*WORK TO COMPLETE:*
Look through the data below. Collect every line where the word "ablyler" occurs.

*RECORDS PROVIDED:*
PR #3100, opened 2016-04-13
add GitHub issue template

apjanke:
Hi folks,

GitHub added support for issue and PR templates recently. So now, instead of having your README tell people about the issue format and provide some Markdown to copy and paste, you can use the template to automatically pre-populate all new issues with that template. Homebrew Core is doing this already for theirs; go to https://github.com/homebrew/homebrew-core/issues and click "New Issue" to see it in action.

This PR changes the homebrew-php repo to do the same. I modified the template a little bit. This format should work better when people do an actual copy and paste, because the `gcc -v` and `php -v` output is multiple lines, and won't fit in a single Markdown table cell (without munging to use `<br>`). And it recommends use of `brew gist-logs` instead of manual gist creation. `brew gist-logs` includes `brew doctor` output, along with more detailed build logs.

If you wanted, you could even add your own command, like `brew php-bug-info` that would programmatically query and fill out all the values in this bug template so the user wouldn't have to run them and do multiple copy/pastes.

### DIFF
--- a/.github/ISSUE_TEMPLATE.md
+++ b/.github/ISSUE_TEMPLATE.md
@@ -1,0 +1,20 @@
+## Description
+
+_Problem description goes here_
+
+## Context and Logs
+
+Parameter | Value
+--------- | ------------------
+**OS X Version:**       | _your OS X version_
+**Homebrew Version:**   | _your Homebrew version_
+**PHP Version in use:** | _your PHP version_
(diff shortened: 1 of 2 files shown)


josegonzalez:
Good call. @ablyler anything you think we should add to this?

ablyler:
Looks good to me, I'll merge it in! Thanks @apjanke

*ANSWER FOR THE TASK:*
Good call. @ablyler anything you think we should add to this?
ablyler:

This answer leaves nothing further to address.